Throughout my childhood, I have been on movie sets, peering at camera lenses and hearing the repetition of “rolling!” squeaked through walkie-talkies a vast amount of times. Though I was never interested in taking up major roles, being paid to be a part of the background set was, and still is, an appealing job to me. Being a part of productions allows me to absorb information about the film industry from behind the scenes. While spending hours watching these productions being made, I have observed that only a small amount of time during the filming session is actually spent filming. The crew buzzes around the set or location like bees in a hive; whatever media they produce as a result is the sweet, valuable honey. Too often, it is apparent a bee or two is lacking from the hive. Missing from the buzz is an advocate for the cultural preservation of American Sign Language. As I continue to strive forward towards my goal of becoming a certified ASL interpreter, it becomes increasingly clearer to me that the film industry simply throws a few signs at hearing actors and tells them to run with it, with no education about the culture behind it. While some shows attempt inclusivity, such as ‘Switched at Birth’ which Columbia University professor Saljooq M. Asif claims to “upend expectations, confront differences, and challenge the meaning of normality,” even that endearing drama series didn’t cast their main Deaf character with a Deaf actress. As an outspoken fighter for those who deserve to be heard, rallying for accurate Deaf representation in the film industry will be a large part of my life as I embark on a mission to be a representative of this language. Deaf actors deserve to be cast in Deaf roles, and this will not happen until someone bridges the gap between the hearing and Deaf world and forces major Hollywood producers to cross it. I intend to help build this bridge and to draw as much attention to it as possible.

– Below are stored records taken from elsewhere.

PR #3303, opened 2026-05-15
chore: update deps and package

tewarig:
this fixes https://github.com/SigNoz/engineering-pod/issues/4927

  Adds targeted resolutions to package.json to drop yarn audit from 170 → 14 vulnerabilities. The 14 remaining are all in next itself,
  patched in >=15.5.16, and can only be fixed by upgrading to Next 15.

  ## Summary

  
  │ Severity │ Before │    After     │

  │ High     │ 74     │ 5 (all next) │
  │ Moderate │ 91     │ 7 (all next) │
  │ Low      │ 5      │ 2 (all next) │

  ## What's pinned

  glob, minimatch, lodash, @sentry/browser, qs, yaml, postcss, brace-expansion (bumped above the CVE patch line), plus four nested
  */js-yaml resolutions (eslint, eslintrc, cosmiconfig, pliny — all pin vulnerable 4.1.0).

  Each pin was verified by empirical removal + re-audit, not semver reasoning. Removing any of them brings back specific vulns.

 ##  Notes

  - Earlier attempt to upgrade Next 14 → 15 was reverted (commit f70a7e7ee) — Next 15 should have a different PR
 and should be tested properly 

  - The 14 remaining next advisories (image optimizer DoS, RSC request smuggling, middleware bypass, etc.) are accepted risk until the
  Next 15 upgrade lands.

  ## Test plan

  - yarn install clean, yarn audit reports 14 (all next)
  - Homepage, /api-reference/[version], login flow, and a docs/blog page render
  
  🟢  tested


app/(site)/(opentelemetry-hub-routes)/comparisons/[...slug]/page.tsx
```diff
@@ -25,14 +25,13 @@ const layouts = {
   ComparisonsLayout,
 }
 
-export const revalidate = CMS_REVALIDATE_INTERVAL
+export const revalidate = 86400 // 1 day — see CMS_REVALIDATE_INTERVAL
```
Comment (tewarig) [inline app/(site)/(opentelemetry-hub-routes)/comparisons/[...slug]/page.tsx]: A few folks might ask why these aren't using cacheLife({ revalidate: CMS_REVALIDATE_INTERVAL }) and Cache Components, since that would let us keep importing the constant. 
   
   Short answer: out of scope for this PR.                                     
  cacheLife isn't a drop-in replacement for export const revalidate — it changes the caching unit from "the route segment" to  "the data-fetching function," which means moving 'use cache' + cacheLife() + cacheTag() onto every CMS data helper        
  (fetchAllComparisonsForPage, getOpenTelemetryHubContentLayerArticles, fetchMDXContentByPath, etc.) and removing the segment 
  exports. It also requires .useCache in next.config.js, which changes prerendering behavior site-wide v
  
 its   should have its own PR with its own review surface. Bundling it here would balloon the diff and conflate a security patch with an architectural migration.                                                                                                    
                                                                                                                             
or now: inline literal + JSDoc on the constant + // see CONSTANT_NAME pointer at each call site.

we can plan a pr later for that.

tewarig:
> **Claude finished @tewarig's task in 4m 45s** —— [View job](https://github.com/SigNoz/signoz.io/actions/runs/25919199722)
> 
> ### Review: chore: update deps and package
> * [x]  Gather context and read changed files
> * [x]  Review async params/searchParams migration across all 30+ page components
> * [x]  Review middleware, route handlers, and utility changes
> * [x]  Review package.json resolutions and dependency versions
> * [x]  Post review findings
> 
> ### Summary
> The Next.js 14 → 15 migration is well-executed overall. The `@next/codemod` output is correct, `revalidate` exports are properly inlined to literals, `req.ip` removal is clean, and the `IncidentCostGraphicClient` extraction is the right pattern. Vercel preview deployed successfully.
> 
> ### Findings
> #	Severity	File(s)	Issue
> 1	low	12 files (see [inline comment](https://github.com/SigNoz/signoz.io/pull/3303#discussion_r3248373409))	**Unused `CMS_REVALIDATE_INTERVAL` imports.** After inlining `revalidate = 86400`, the constant import is dead code in 12 files. Lint didn't catch it (likely no `no-unused-imports` rule).
> 2	low	`opentelemetry/page.tsx:48` ([inline](https://github.com/SigNoz/signoz.io/pull/3303#discussion_r3248373621))	**Plain object passed where `Promise<params>` expected.** `BlogArticlePageWithOptions params={LANDING_PARAMS}` works at runtime (`await` on non-thenable returns it), but relies on `as any` to hide the type mismatch. `Promise.resolve(LANDING_PARAMS)` would be consistent with line 17.
> 3	info	`rss/[...segments]/route.ts` ([inline](https://github.com/SigNoz/signoz.io/pull/3303#discussion_r3248372255))	**Split indirection for revalidation value.** `revalidate` is now a literal `86400`, but `CACHE_CONTROL_HEADER` still references the `CMS_REVALIDATE_INTERVAL` constant. Same value today, but divergence risk if the constant changes.
> 4	info	`growthbookServer.ts` ([inline](https://github.com/SigNoz/signoz.io/pull/3303#discussion_r3248372038))	**`UnsafeUnwrapped*` casts on deprecation clock.** Already noted as follow-up in the PR — migration path is making `resolveGrowthBookAnonymousId` async.
> 5	info	—	**Next 15 default caching change.** `fetch()` calls without explicit `cache`/`next.revalidate` options are no longer cached by default. Segment-level `revalidate` exports are preserved, but ad-hoc server-side `fetch()` calls may see increased origin traffic. Worth a grep if you notice latency changes after deploy.
> ### Checklist
> * [x]  Async `params`/`searchParams` migration — all page components and route handlers correctly updated
> * [x]  `revalidate`/`dynamicParams` exports — all inlined to literals (Next 15 segment-config analyzer satisfied)
> * [x]  `req.ip` removal — clean fallback to headers
> * [x]  `IncidentCostGraphicClient.tsx` — correct `'use client'` + `dynamic()` extraction
> * [x]  `middleware.ts` — no other Next 15 breaking changes missed
> * [x]  Resolutions — `pliny/js-yaml` scoped correctly to avoid breaking `gray-matter`
> * [x]  Manual dev-server smoke test — noted as pending in PR description
> 
> No blocking issues. The unused imports (#1) are worth cleaning up but non-urgent.

have tested in local seems to run fine.

utils/growthbookServer.ts
```diff
@@ -16,7 +21,7 @@ function resolveGrowthBookAnonymousId(forceAnonymousId?: string) {
     return forceAnonymousId
   }
 
-  const requestHeaders = headers()
+  const requestHeaders = headers() as unknown as UnsafeUnwrappedHeaders
```
manika-signoz: risky typecasting, please validate behaviour or add comment if temporary

tewarig: To unblock the upgrade refactor, Next 15 ships an escape hatch type: UnsafeUnwrappedHeaders (and UnsafeUnwrappedCookies).
   Casting through it tells TypeScript "treat this Promise as if it were the unwrapped sync value." At runtime, Next 15 still allows the
   synchronous access — it just logs a deprecation warning — so the cast keeps the code working as a temporary bridge.

tewarig: anyway target is next 16 so i don't want to follow api of next 15.

manika-signoz (approved):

Continually seeing hearing people damage the reputation of sign language on screen damages the relationship between the Deaf and hearing community more than it already has been damaged. Hearing people are uneducated on the language and culture of the Deaf, and these misbeliefs are perpetuated by misrepresentation of the community in the media. It not only affects the ability for the Deaf to function in the hearing world unimpeded by stereotypes and rude ideals, it affects the hearing world from being able to understand a culture that is rich in different perspectives and beneficial new mannerisms. In an ideal world, inclusivity is a normalized word. In my world, inclusivity is a goal I strive every day to implement into society in any way possible.

Works Cited

  1. Asif, Saljooq M. “Deaf Gain Goes Prime TIme: Identity, Spaces, and Marginalization in ABC Family’s Switched At Birth.” Journal of Literary & Cultural Disability Studies, vol. 12, no. 1, Jan 2018, pp. 35-51. EBSCOhost.
  2. Hall, Matthew L., et al. “Syntactic Priming in American Sign Language.” PLoS ONE, vol. 10, no. 3, Mar. 2015, pp. 1-19. EBSCOhost.
  3. Hott, Lawrence R. “Creating the History through Deaf Eyes Documentary.” Sign Language Studies, vol. 7, no. 2, Winter 2007, pp. 135-40. EBSCOhost.
  4. Schmitt, Pierre. “Representations of Sign Language, Deaf People, and Interpreters in the Arts and the Media.” Sign Language Studies, vol. 18, no. 1, Fall 2017, pp. 130-47. EBSCOhost.
  5. Schuchman, John S. “The Silent Film Era: Silent Films, NAD Films, and the Deaf Community’s Response.” Sign Language Studies, vol. 4, no. 3, Spring 2004, pp. 231-38. EBSCOhost.